Risk: Takes into account how many encounters the player has willingly created.

Greediness: Takes into account the trade-off between stockpiling resources to craft better equipment later on or use them right away to craft cheaper items.

Altitude Control: Ranks the average altitude in the z-axis of the player, which is also part of a trade-off since higher altitudes means more visibility but less resources.

Opponent proximity: Ranks the average closeness between the analyzed player and the other players.

User interface and final project submission

All of the metrics are given to the player in a screen similar to the one below. Subjective metrics are ranked from -1 to 1 where 0 is the average of all players analyzed.

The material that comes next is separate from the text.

PR #2077, opened 2024-04-16
Separate functionalities of Keccak interpreter

querolita:
After our chat about a general-purpose interpreter, I worked on this PR aiming to split the functionalities in the Keccak interpreter across different traits with separate scopes. In particular, I have split the old `KeccakInterpreter` into 5 traits: `Interpreter` (the most general type of interpreter I could think of for now), `KeccakInterpreter` (which contains Keccak-related functionalities for both witness and constraints environments), `ArithHelpers` (containing arithmetic operations), `BoolHelpers` (containing boolean operations), and `LookupHelpers` (containing lookup helpers for the tables used in the zkvm project).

There is also screen where the player is able to know specific tips for improving in the game. We identify the skill level of the player using the objective metric score and based on that, we take more or less into account the subjective metrics for the final tips. The idea behind that is for example that if a ‘pro’ player plays risky but gets kills and his performance is high we should not ask them to stop playing that way (we should however inform him in a descriptive way), but if we detect a beginner player being too risky and getting poor results as a result we should totally ask him to be more careful in the future.

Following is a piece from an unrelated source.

PR #2080, opened 2024-04-17
MSM/witness: rename Fp in F, solving TODO

dannywillems:
I don't like leaving small TODO's like this :).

Different tips for different player levels. Beginners (left) should be given more clear and general insights and professionals (right) can be given more specific insights using the metrics taking less into account the playstyle

The combination of clear objective metrics, interesting subjective metrics and final tips gives the player both clear, concrete tips for improving and numbers to check whether it is improving or not, and this is true for players of all skills, which was one of the difficult aspects of this challenge and one of the main reason the judges awarded us first prize.

Conclusions and takeaways

In conclusion, this challenge was a very enjoyable learning experience. My biggest takeaway is the importance of the context of a given dataset. As we played the game, more and more of the data began making sense to us. We drew conclusions about the importance of certain features/actions that would have been very difficult to acquire by just looking at the data. But not only did we learn a lot about the data by playing the game, but we also learned some game strategies by looking at the data! Data and context being together in this challenge was really important to not get lost in the gigabytes of numbers. It was good to see a data science challenge that focused in interpretability and user experience rather than maximizing a score metric. Creating metrics that were both interpretable and useful was not a trivial challenge.

Finally, a huge thanks to my teammates for being so hard-working yet amazing to work with and also to the Epic Games and Scavenger Studio team for making the challenge possible and helping us a lot during the weekend in the development of our tool.